To understand this blog post, you need to be familiar with the basic features of the Stellar protocol (such as token issuers, multi-sig accounts, sequence numbers, and transaction time bounds). If you need a refresher, head to the Stellar Docs (notably, Operations and Transactions and Issuing Assets). Moreover, for an introduction to the Starbridge project itself, see this earlier SDF blog post.

A Starbridge bridge consists of a smart contract on Ethereum, a set of bridge validators (which are independent servers on the Internet, meant to be operated by a diverse set of trustworthy organizations), and a multi-sig account on Stellar, the bridge account, that is controlled by the bridge validators.

Each Ethereum native token supported by the bridge, for example ETH, has a corresponding token on Stellar, for example wETH (where wETH stands for wrapped ETH), that is issued by the bridge account.

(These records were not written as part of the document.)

PR #6487, opened 2024-10-30
Fix archiver error, add backup options and SQLite maintenance

PTR-inc:
Fixed archiver module stopping the backup permanently if it got f.e. an ENOENT warning and amended all error paths with abort.
Added check on loading the zip-encrypt module, as it may be only loaded once.
Added extra directory backup options and zip module glob options to finetune the backup.
Added SQLite dump instead of a filebackup.
Added SQLite cleanup and optimise to the maintenance functions.
Replaced databasetype with consts for readability


si458:
all looks amazing!
have you verified all your changes work with the `autobackup` command in the `my server console` tab ?
let us know when your finished and i will merge!

PTR-inc:
Thank!

Yes, I have a macro to do that test and  put the timer a bit quicker for the autobackupscheduler check.
Checked sqlite, mongodb, mysql dumps+backup on windows and linux. Paths are annoying.

Going to add the missing postgresql dbdump part tonight I think.

PTR-inc:
Added the pg dump part. The pg db create part didn't work, that's fixed now.

Checked almost all db's on win and linux for paths, except mariadb and acebase. These didn't work at all on my setup. Something to look into some other branch in time.

The initial archiver/dbdump fix is done, so I would call this one finished!

meshcentral-config-schema.json
```diff
@@ -96,7 +96,7 @@
         "sqlite3": {
           "type": "boolean",
```
si458, line 97: dont forget to add the `string` type also to the schema file
```
"type": [
  "boolean",
  "string"
],
```

db.js
```diff
@@ -32,6 +32,20 @@ module.exports.CreateDB = function (parent, func) {
     var expirePowerEventsSeconds = (60 * 60 * 24 * 10);         // By default, expire power events after 10 days (864000). (Seconds * Minutes * Hours * Days)
     var expireServerStatsSeconds = (60 * 60 * 24 * 30);         // By default, expire power events after 30 days (2592000). (Seconds * Minutes * Hours * Days)
     const common = require('./common.js');
+    const path = require('node:path');
+    const fs = require('node:fs');
```
si458, line 36: dont use this require format as its a new format!
altho we set meshcentral to a min of node 16,
the is still a tiny/tiny/tiny percentage of people out there in the world
that run a custom version which uses node 10 !?
can you change these to `path` and `fs` plz

db.js
```diff
@@ -749,20 +770,29 @@ module.exports.CreateDB = function (parent, func) {
...
+                            obj.file.run( 'PRAGMA journal_mode=WAL;' );
+                            //Together with the optimize in the maintenance run, see https://sqlite.org/pragma.html#pragma_optimize
+                            obj.file.run( 'PRAGMA optimize=0x10002;' ); 
                             setupFunctions(func);
                         }
                     );
                 });
                 return;
-            } else if (err) { console.log("SQLite Error: " + err); exit(1); return; }
+            } else if (err) { console.log("SQLite Error: " + err); process.exit(0); return; }
```
si458, line 783: this should exit with 1 because the was an error, if it exits with 0, the system thinks it was a normal close with no errors, which the wasnt!

db.js
```diff
@@ -846,37 +876,50 @@ module.exports.CreateDB = function (parent, func) {
...
                 });
             } else { // If not present, create the tables and indexes
-                const pgtools = require('pgtools');
-                pgtools.createdb(connectinArgs, dbname, function (err, res) {
+                //not needed, just use a create db statement: const pgtools = require('pgtools'); 
+                DatastoreTest.query('CREATE DATABASE '+ databaseName + ';', [], function (err, res) {
                     if (err == null) {
                         // Create the tables and indexes
+                        Datastore.connect();
+                        DatastoreTest.end();
```
si458, line 911: surely it would be best to end the test connection before opening a new one to the same database?
otherwise we would have 2 connections open a single point in time, even if its for a few miliseconds

db.js
```diff
@@ -3355,167 +3431,234 @@ module.exports.CreateDB = function (parent, func) {
     }
 
     // Perform a server backup
-    obj.performingBackup = false;
```
si458, line 3358: why has this been removed? as it should default to false otherwises when it sets later the value is undefined

db.js
```diff
@@ -3355,167 +3431,234 @@ module.exports.CreateDB = function (parent, func) {
...
+                cwd: datapathParentPath,
+                ignore: globIgnoreFiles,
+                skip: parent.config.settings.autobackup.backupskipfoldersglob
+            });
+
+            if (parent.config.settings.autobackup.backupwebfolders) {
+                if (parent.webViewsOverridePath) { archive.directory(parent.webViewsOverridePath, 'meshcentral-views');; }
+                if (parent.webPublicOverridePath) { archive.directory(parent.webPublicOverridePath, 'meshcentral-public');; }
+                if (parent.webEmailsOverridePath) { archive.directory(parent.webEmailsOverridePath, 'meshcentral-emails');; }
+            };
```
si458, line 3645: double `;;` at the ending above, my OCD is annoying, please fix

si458 (changes requested):
plz can u fix my suggestions or explain why these happen/set

db.js
PTR-inc: I just moved it to the top of the module for readability, so it's still defined and initialized to false. But that's just part of my defaults, vars at the top. Maybe shouldn't have done that.

si458: oh sorry yes you are correct!
https://github.com/PTR-inc/MeshCentral/blob/adcb2ca8eae2394c61f5bdeaf25260cb80017f10/db.js#L42
thats ok and yeh its better at the beginning
because then in other places of the code we can check if its doing backups or not etc 👍

db.js
PTR-inc: This was changed to gracefully exit, conforming to how it is done elsewhere in the code:
https://github.com/Ylianst/MeshCentral/blob/7928f7fb3039e62ffde71867ec3153a72a305c50/db.js#L97
With a '1' exit, the app tries to restart itself, with '0' not. This seems the proper way to exit as it is a fatal error, with an error message from the app.

si458: you are indeed correct, my mistake!
i just scanned for `exit(1)` and only this exists, while others are exit`(0)`
im having one of those days today i think,
i need some more sleep 💤

db.js
PTR-inc: Done. I did all this with min v16 in mind. Did some checks with a v10 node, everything worked. Also did a mariadb check now, also works.

meshcentral-config-schema.json
PTR-inc: Done.

db.js
PTR-inc: Ah yes, done.

db.js
PTR-inc: Can't have that! Removed.

db.js
si458: thank you! i just wanted all the code the same as the others,
then in the future IF we have to move to `node:xyz` we can just just a find and replace haha

meshcentral-config-schema.json
si458: not quite fixed as you have set it to string,
my example above, you can set both a string or boolean
this is the proper way to do it

PTR-inc: Oops

si458:
@PTR-inc im happy with this PR,
if you are happy and no more issues/pushed you spotted/need i will merge!
thank you again so much for this! ❤️

si458 (approved):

To transfer 1 ETH from Ethereum to Stellar, a user proceeds as depicted below. (1), the user deposits their 1 ETH in the bridge smart contract on Ethereum, which keeps the funds in custody. Then, (2) the user asks the bridge validators for a pre-signed Stellar transaction that mints 1 wETH on Stellar and transfers it to the user's account on Stellar. (3) The bridge validators check that the user's deposit is final on Ethereum, and if so, (4) return the requested, pre-signed transaction to the user. (5) Finally, the user then executes the transaction on Stellar, obtaining 1 wETH as a result.

In the other direction, a user can exchange 1 wETH on Stellar for 1 ETH on Ethereum as follows. First, the user burns 1 wETH (e.g. by sending it to a forever-locked address). Then, the user asks the bridge validators to sign an attestation that the funds have indeed been burnt. Finally, the user calls the Starbridge smart contract on Ethereum, providing the attestation as proof that they can legitimately obtain 1 ETH. The Starbridge smart contract then deposits 1 ETH into the user's account on Ethereum.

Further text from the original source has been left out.